How to use ScanScroll of elasticsearch 07/03 Update SLTechnology News&Howtos

How to use ScanScroll of elasticsearch

2025-07-03 Update From: SLTechnology News&Howtos shulou NAV: SLTechnology News&Howtos > Servers >

Shulou(Shulou.com)05/31 Report--

This article mainly explains "how to use ScanScroll of elasticsearch". The content of the explanation is simple and clear, and it is easy to learn and understand. Please follow the editor's train of thought to study and learn "how to use ScanScroll of elasticsearch".

Characteristics of ScanScroll

Advantages

High speed

Large amount of data

Shortcoming

Sorting is not supported

Paging is not supported

Grading is not supported

Further check is not supported.

Working with scen

It seems that the disadvantages outweigh the advantages, but it is very useful. If BULK exists to quickly enter the library, then SCAN is born to quickly exit the library. The query performance of ES is superior, but its analysis ability is weak. So there will be, for example, pull the ES data to the Hadoop cluster to analyze computing requirements, of course, this already has a ready-made plug-in, as expected also uses SCAN. If SCAN encounters BULK, that is, from ES to ES, it has another more familiar name: replicated tables.

Use method def scanTest (): searchRes = es.search (index= "users", size=10,body= {"query": {"match_all": {}, search_type= "scan", scroll= "10s") while True: scrollRes=es.scroll (scroll_id=searchRes ["_ scroll_id"], scroll= "10s", ignore= [400s ") Res_list = scrollRes ["hits"] ["hits"] if not len (res_list): break For res in res_list: print res ["_ source"] ["userName"] principle flow

The whole process is relatively clear, first count a total, and then return the data of the number of size* shards each time scroll until all are traversed. SCAN supports query preference preference, and you can specify shards, so some people say that the number of size* main shards is not accurate, which is easy to verify.

The first stage: Search

Count the total with TotalHitCountCollector, and determine (node, query context ID). Base64 is encoded into ScrollId to return.

The second stage: SearchScroll

Go to each node according to ScrollId, find the query context ID, execute XFilteredQuery, collect the results, merge and return.

In the first stage, in addition to returning the total, there is also a very mysterious ScrollId that looks like this ScrollId, much like the one encoded by Base64. It must not be as simple as ID. Get to know it. Sure enough, there are three main parts that make up type,context,attributes.

Type is queryThenFetch,queryAndFetch,scan, and we're talking about scan.

Attributes has only one element, total_hits

Context is a shard tuple with 2 elements, shard = [node ID, query context ID]

ScrollId is an easy thing to reveal secrets, we will find that ScrollId depends on the node ID and query context ID are variables, query context ID, each request is incremented. So the ScrollId of each request is different, so if our SCAN process terminates unexpectedly, we may need to start over.

Every time SCAN, processing Scroll jumps to the next page, we specify that form is invalid.

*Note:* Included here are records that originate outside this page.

PR #4990, opened 2025-05-17
Pin to documentervitepress 0.1 for now

jkrumbiegel:


asinghvi17:
What was the issue?  Or are we looking at the json thing

jkrumbiegel:
Just running the new version without correct changes pushes the new folder structure, which just broke dev and stable because I didn't put compat in early enough. I set up Makie's docs to only upload minor versions at some point (because docs are already huge so having patch versions hang around is too much for the deploy process). But I would have to adjust the new process to that. Maybe DocumenterVitepress could have an option like "minor version only" for makedocs

asinghvi17:
Could also host them on a separate repo, if this is an issue

jkrumbiegel:
I don't really see a point with keeping every patch version's docs, it's fine if they overwrite each other

PR #4996, opened 2025-05-20
deprecate `attr[key] = Observable` (compute)

ffreyer:
This is meant to not completely break things like:
```julia
c.attributes[:_computed_levels] = lift(c, zs, c.levels, c.mode) do zs, levels, mode
    return _get_isoband_levels(Val(mode), levels, vec(zs))
end
```

and maybe also

```julia
plot[:my_attr] = Observable(...)
```

### DIFF
--- a/ComputePipeline/src/ComputePipeline.jl
+++ b/ComputePipeline/src/ComputePipeline.jl
@@ -224,7 +224,12 @@ function get_observable!(attr::ComputeGraph, key::Symbol)
         result = Observable(val[])
         on(attr.onchange) do _
             _val = val[]
-            if !is_same(result[], _val)
+            # Using !is_same(result[], _val) here results in StackOverflows
+            # from Observables repeatedly updating, e.g. tricontourf:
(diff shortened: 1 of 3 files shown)


ComputePipeline/src/ComputePipeline.jl
```diff
@@ -224,7 +224,12 @@ function get_observable!(attr::ComputeGraph, key::Symbol)
         result = Observable(val[])
         on(attr.onchange) do _
             _val = val[]
-            if !is_same(result[], _val)
+            # Using !is_same(result[], _val) here results in StackOverflows
+            # from Observables repeatedly updating, e.g. tricontourf:
+            #   c.attributes[:_computed_levels] = lift(..., c, zs, c.levels, c.mode)
+            #   which calls add_input!(attr, :_computed_levels, obs)
+            # will infinitely update zs (_arg2) when levels get updated
+            if result[] != _val
```
ffreyer, line 232: This also fixed StackOverflows in Datashader AggMean and AggCount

/ / SearchServiceprivate void processScroll (InternalScrollSearchRequest request, SearchContext context) {/ / process scroll context.from (context.from () + context.size ()); context.scroll (request.scroll ()); / /...} / / ScanContextpublic TopDocs execute (SearchContext context) throws IOException {ScanCollector collector = new ScanCollector (readerStates, context.from (), context.size (), context.trackScores ()) Query query = new XFilteredQuery (context.query (), new ScanFilter (readerStates, collector)); try {context.searcher (). Search (query, collector);} catch (ScanCollector.StopCollectingException e) {/ / all is well} return collector.topDocs ();}

Custom Filter,Collector, perform search, collect the result set of that page

/ / ScanContext public void collect (int doc) throws IOException {if (counter > = from) {docs.add (new ScoreDoc (docBase + doc, trackScores? Scorer.score (): 0f);} readerState.count++; counter++; if (counter > = to) {throw StopCollectingException;}}

According to the previous understanding of the database, the count operation is always slow, which makes me worried that it will extend the entire query time. Later, I found that this worry is superfluous, and the count operation for full-text retrieval is very fast. According to the test, there are 24 shards of 1.7 billion data, and the average count time of each shard is between 200ms and 700ms. In the worst case, the total can be returned within 1 second, which is acceptable for the entire query time.

Thank you for your reading, the above is the content of "how to use elasticsearch ScanScroll", after the study of this article, I believe you have a deeper understanding of how to use elasticsearch ScanScroll, and the specific use needs to be verified in practice. Here is, the editor will push for you more related knowledge points of the article, welcome to follow!

Welcome to subscribe "Shulou Technology Information " to get latest news, interesting things and hot topics in the IT industry, and controls the hottest and latest Internet news, technology news and IT industry trends.

*The comments in the above article only represent the author's personal views and do not represent the views and positions of this website. If you have more insights, please feel free to contribute and share.